Problem to solve: Each record must be repeated exactly as it stands.

Saved entries:

PR #633, opened 2026-03-25
Update setup.py for Python version and error handling

Codebruh-sudo:
In this PR i have fixed five bugs in setup.py that affect macOS builds with modern gcc, Python version validation, and error handling.    

1.`raise` with a string literal does nothing in Python 3 (macOS only)
  `raise('some message')` is valid Python syntax but does NOT raise an exception 
  it simply evaluates the string and discards it. Replaced with `raise RuntimeError(...)`.

  2. rpath extraction breaks for gcc 10+ (macOS only)
  `gccpath[-1].split(os.sep)[-1][-1]` extracts only the last *character* of the
  gcc binary name. For `gcc-10` this gives '0' instead of '10', producing an
  invalid rpath and causing a linker failure.
  Fixed by using `.split('-')[-1]` to extract the full version string.

  3. Glob pattern gcc-[10-11]does not match versions 10/11 as intended(macOS only)
  `[10-11]` is a character class matching single chars `0` or `1`, not a version
  range. This also misses gcc-12, gcc-13, gcc-14 which are common on modern
  Homebrew. Fixed with gcc-1[0-9]* to correctly match all two-digit gcc versions.

  4. Python version check inconsistent with `python_requires`
  The early exit checked for < (3, 4) while `python_requires` was set to ">3.6".
  Updated the check to < (3, 6) and corrected ">3.6" to ">=3.6" so Python
  3.6 is not incorrectly excluded.

  5. distutils fallback fails on Python 3.12+
   distutils was removed in Python 3.12. The fallback  from distutils.core import
  setup` will always raise an ImportError on modern Python. Replaced with a clear
  error message directing users to install  setuptools.

### DIFF
--- a/setup.py
+++ b/setup.py
@@ -19,8 +19,7 @@
 try:
     from setuptools import setup, Extension
 except ImportError:
-    from distutils.core import setup
-    from distutils.extension import Extension
+    raise ImportError('gprMax requires setuptools. Install it with: pip install setuptools')
 
 try:
     import numpy as np
@@ -52,8 +51,8 @@ with open('README.rst', 'r', encoding='utf-8') as fd:
     long_description = fd.read()
 
 # Python version
-if sys.version_info[:2] < (3, 4):
-    sys.exit('\nExited: Requires Python 3.4 or newer!\n')
+if sys.version_info[:2] < (3, 6):
+    sys.exit('\nExited: Requires Python 3.6 or newer!\n')
 
 # Process 'build' command line argument
 if 'build' in sys.argv:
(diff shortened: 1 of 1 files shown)


DtDOW:
you can also refer to PR #632 where I tried upgrading from only GCC dependant to clang too as M series generally use clang.

Codebruh-sudo:
hey , @DtDOW Hi @DtDOW, thanks for pointing out PR #632 The Clang + libomp approach is a great idea.                                                                                                                                                                                                                  As you can see here  my PR targets master and focuses on fixing the existing GCC detection logic for those users who already have GCC installed.
 Your approach in #632  it removes the GCC dependency, which is the cleaner and a long term solution for  macos.
 It might be worth the maintainers considering merging both 
 my fixes as a short-term patch for GCC users, and your Clang+libomp path as the preferred approach going forward on macOS. Alternatively, the two could be combined into a single PR that tries Clang first and falls back to GCC. you can tell me if am wrong.

DtDOW:
@Codebruh-sudo agreed, clang can be default and GCC can be backup. It's upto maintainers what they prefer now.

agianno:
Thank you for identifying these setup issues. We are preparing the gprMax v4 release, after which the current v3 master branch will be archived. The PR now conflicts with current master, and resolving it as submitted would overwrite newer packaging changes, including dependency metadata. Since it is no longer a focused, easily mergeable v3 fix and v4 uses a different packaging system, we are closing it.

PR #641, opened 2026-03-29
feat: stabilize devel benchmarks and update deprecated API usage

dipayansardar73-decode:
Focus on maintaining the stability of the `devel` branch for high-performance benchmarking. Technical fixes to host information libraries and migrating legacy input file syntax to current standards.


DtDOW:
Hi Dipayan, great work overall, while going through the code I noticed a couple of thing : 

1)  In your 'tools/ml_runtime_predictor.py' whenever I am calling train_model() will the whole model will get trained again, that too on random data if no CSV file is provided thus maybe giving different predictions based on the data, also wont it be computationally costly ? I guess training once and then exporting a joblib file to predict would be more than enough? Or maybe it is by design and I am missing something ? 

2) In your readme you mention tools/visualize_3d.py to visualise 3D plots but it seems like it's not in tools section, maybe you forgot to upload it or do you plan to bring it in future word ?

dipayansardar73-decode:
Hi @DtDOW, I have reviewed the points you mentioned.

1. You are correct that retraining the model on every call is not the best approach. I am updating the predictor to use joblib for model persistence so it only trains when necessary.
2. I apologize for the missing file. I am adding the 3D visualization tool to the tools directory now as it was intended to be part of the utility suite.

DtDOW:
Hi Dipayan, once again good work, toh I would like to mention a couple of things 

1) You mention this eq ' df["runtime_s"] += df["grid_size"] * 0.1 + df["water_content"] * 50’ since this equation is linearly dependent on features, LinearRegression should perform better than RandomForestRegressor.

2) If you know the output formula (  ' df["runtime_s"] += df["grid_size"] * 0.1 + df["water_content"] * 50’  ), wont it be easier and more beneficial to directly predict result instead of training a model ? for eg

`def predict_runtime(grid_size, water_content):
    return random(10, 300)+ grid_size * 0.1 + water_content * 50 `
    
By creating an output using the input and then predicting the output using those input by ML algorithm you are fundamentally leaking your output data. Even if it scores well here in a situation where results are random and not governed by the given equation your model will fail.

dipayansardar73-decode:
Hello @DtDOW, I understand your points regarding the linear relationship and data leakage in the current implementation. I will replace the RandomForestRegressor with a LinearRegression model as it is better suited for this linear dependency. I also acknowledge that using a fixed formula for synthetic data is leading to data leakage, so I will modify the data generation to include more noise and varied sources to ensure the model does not simply learn the underlying formula. I will share the updated results with you as soon as the changes are complete.

agianno:
Thank you for the considerable amount of work represented by this PR.

After review, we cannot merge it in its present form. It combines 65 files covering legacy benchmark data, CI, release automation, plotting, 3D visualisation, water-content analysis, and an ML runtime predictor. Several of these areas are unrelated and would need independent design and review.

There are also concrete integration problems: the proposed workflows rely on build assumptions that do not apply to current devel, one CI command deliberately hides pytest failures, and the ML predictor is trained from synthetic outputs derived from its input features rather than measured gprMax performance data. The useful headless plotting work has meanwhile been superseded by the v4 toolbox modernisation.

As part of v4 release preparation, we are closing this broad and now-conflicted PR. Any still-useful idea should be resubmitted separately against current devel with measured data, focused tests, and one clearly defined responsibility per PR.

PR #649, opened 2026-03-31
Fix memory leak in multiscene calculations (Issue #389)

### LINKED ISSUE #389: Running out of memory
When calculating my multiscene configuration ( gprMax.run(scenes=scenes, n=len(scenes) ... ) Each my scene uses about 2gb of memory. It turned out that each scene's memory is added to the previous scene, and after a certain number of scenes, all of my computer's RAM (32gb) ran out and the calculation crashed. Is it possible to provide a mechanism for clearing memory during multiscene calculation? I read that similar problems were in the release version of gprMax when using GPU, but I'm using the new python API and not using GPU.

Result of the task:
PR #633, opened 2026-03-25
Update setup.py for Python version and error handling

Codebruh-sudo:
In this PR i have fixed five bugs in setup.py that affect macOS builds with modern gcc, Python version validation, and error handling.    

1.`raise` with a string literal does nothing in Python 3 (macOS only)
  `raise('some message')` is valid Python syntax but does NOT raise an exception 
  it simply evaluates the string and discards it. Replaced with `raise RuntimeError(...)`.

  2. rpath extraction breaks for gcc 10+ (macOS only)
  `gccpath[-1].split(os.sep)[-1][-1]` extracts only the last *character* of the
  gcc binary name. For `gcc-10` this gives '0' instead of '10', producing an
  invalid rpath and causing a linker failure.
  Fixed by using `.split('-')[-1]` to extract the full version string.

  3. Glob pattern gcc-[10-11]does not match versions 10/11 as intended(macOS only)
  `[10-11]` is a character class matching single chars `0` or `1`, not a version
  range. This also misses gcc-12, gcc-13, gcc-14 which are common on modern
  Homebrew. Fixed with gcc-1[0-9]* to correctly match all two-digit gcc versions.

  4. Python version check inconsistent with `python_requires`
  The early exit checked for < (3, 4) while `python_requires` was set to ">3.6".
  Updated the check to < (3, 6) and corrected ">3.6" to ">=3.6" so Python
  3.6 is not incorrectly excluded.

  5. distutils fallback fails on Python 3.12+
   distutils was removed in Python 3.12. The fallback  from distutils.core import
  setup` will always raise an ImportError on modern Python. Replaced with a clear
  error message directing users to install  setuptools.

### DIFF
--- a/setup.py
+++ b/setup.py
@@ -19,8 +19,7 @@
 try:
     from setuptools import setup, Extension
 except ImportError:
-    from distutils.core import setup
-    from distutils.extension import Extension
+    raise ImportError('gprMax requires setuptools. Install it with: pip install setuptools')
 
 try:
     import numpy as np
@@ -52,8 +51,8 @@ with open('README.rst', 'r', encoding='utf-8') as fd:
     long_description = fd.read()
 
 # Python version
-if sys.version_info[:2] < (3, 4):
-    sys.exit('\nExited: Requires Python 3.4 or newer!\n')
+if sys.version_info[:2] < (3, 6):
+    sys.exit('\nExited: Requires Python 3.6 or newer!\n')
 
 # Process 'build' command line argument
 if 'build' in sys.argv:
(diff shortened: 1 of 1 files shown)


DtDOW:
you can also refer to PR #632 where I tried upgrading from only GCC dependant to clang too as M series generally use clang.

Codebruh-sudo:
hey , @DtDOW Hi @DtDOW, thanks for pointing out PR #632 The Clang + libomp approach is a great idea.                                                                                                                                                                                                                  As you can see here  my PR targets master and focuses on fixing the existing GCC detection logic for those users who already have GCC installed.
 Your approach in #632  it removes the GCC dependency, which is the cleaner and a long term solution for  macos.
 It might be worth the maintainers considering merging both 
 my fixes as a short-term patch for GCC users, and your Clang+libomp path as the preferred approach going forward on macOS. Alternatively, the two could be combined into a single PR that tries Clang first and falls back to GCC. you can tell me if am wrong.

DtDOW:
@Codebruh-sudo agreed, clang can be default and GCC can be backup. It's upto maintainers what they prefer now.

agianno:
Thank you for identifying these setup issues. We are preparing the gprMax v4 release, after which the current v3 master branch will be archived. The PR now conflicts with current master, and resolving it as submitted would overwrite newer packaging changes, including dependency metadata. Since it is no longer a focused, easily mergeable v3 fix and v4 uses a different packaging system, we are closing it.

PR #641, opened 2026-03-29
feat: stabilize devel benchmarks and update deprecated API usage

dipayansardar73-decode:
Focus on maintaining the stability of the `devel` branch for high-performance benchmarking. Technical fixes to host information libraries and migrating legacy input file syntax to current standards.


DtDOW:
Hi Dipayan, great work overall, while going through the code I noticed a couple of thing : 

1)  In your 'tools/ml_runtime_predictor.py' whenever I am calling train_model() will the whole model will get trained again, that too on random data if no CSV file is provided thus maybe giving different predictions based on the data, also wont it be computationally costly ? I guess training once and then exporting a joblib file to predict would be more than enough? Or maybe it is by design and I am missing something ? 

2) In your readme you mention tools/visualize_3d.py to visualise 3D plots but it seems like it's not in tools section, maybe you forgot to upload it or do you plan to bring it in future word ?

dipayansardar73-decode:
Hi @DtDOW, I have reviewed the points you mentioned.

1. You are correct that retraining the model on every call is not the best approach. I am updating the predictor to use joblib for model persistence so it only trains when necessary.
2. I apologize for the missing file. I am adding the 3D visualization tool to the tools directory now as it was intended to be part of the utility suite.

DtDOW:
Hi Dipayan, once again good work, toh I would like to mention a couple of things 

1) You mention this eq ' df["runtime_s"] += df["grid_size"] * 0.1 + df["water_content"] * 50’ since this equation is linearly dependent on features, LinearRegression should perform better than RandomForestRegressor.

2) If you know the output formula (  ' df["runtime_s"] += df["grid_size"] * 0.1 + df["water_content"] * 50’  ), wont it be easier and more beneficial to directly predict result instead of training a model ? for eg

`def predict_runtime(grid_size, water_content):
    return random(10, 300)+ grid_size * 0.1 + water_content * 50 `
    
By creating an output using the input and then predicting the output using those input by ML algorithm you are fundamentally leaking your output data. Even if it scores well here in a situation where results are random and not governed by the given equation your model will fail.

dipayansardar73-decode:
Hello @DtDOW, I understand your points regarding the linear relationship and data leakage in the current implementation. I will replace the RandomForestRegressor with a LinearRegression model as it is better suited for this linear dependency. I also acknowledge that using a fixed formula for synthetic data is leading to data leakage, so I will modify the data generation to include more noise and varied sources to ensure the model does not simply learn the underlying formula. I will share the updated results with you as soon as the changes are complete.

agianno:
Thank you for the considerable amount of work represented by this PR.

After review, we cannot merge it in its present form. It combines 65 files covering legacy benchmark data, CI, release automation, plotting, 3D visualisation, water-content analysis, and an ML runtime predictor. Several of these areas are unrelated and would need independent design and review.

There are also concrete integration problems: the proposed workflows rely on build assumptions that do not apply to current devel, one CI command deliberately hides pytest failures, and the ML predictor is trained from synthetic outputs derived from its input features rather than measured gprMax performance data. The useful headless plotting work has meanwhile been superseded by the v4 toolbox modernisation.

As part of v4 release preparation, we are closing this broad and now-conflicted PR. Any still-useful idea should be resubmitted separately against current devel with measured data, focused tests, and one clearly defined responsibility per PR.

PR #649, opened 2026-03-31
Fix memory leak in multiscene calculations (Issue #389)

### LINKED ISSUE #389: Running out of memory
When calculating my multiscene configuration ( gprMax.run(scenes=scenes, n=len(scenes) ... ) Each my scene uses about 2gb of memory. It turned out that each scene's memory is added to the previous scene, and after a certain number of scenes, all of my computer's RAM (32gb) ran out and the calculation crashed. Is it possible to provide a mechanism for clearing memory during multiscene calculation? I read that similar problems were in the release version of gprMax when using GPU, but I'm using the new python API and not using GPU.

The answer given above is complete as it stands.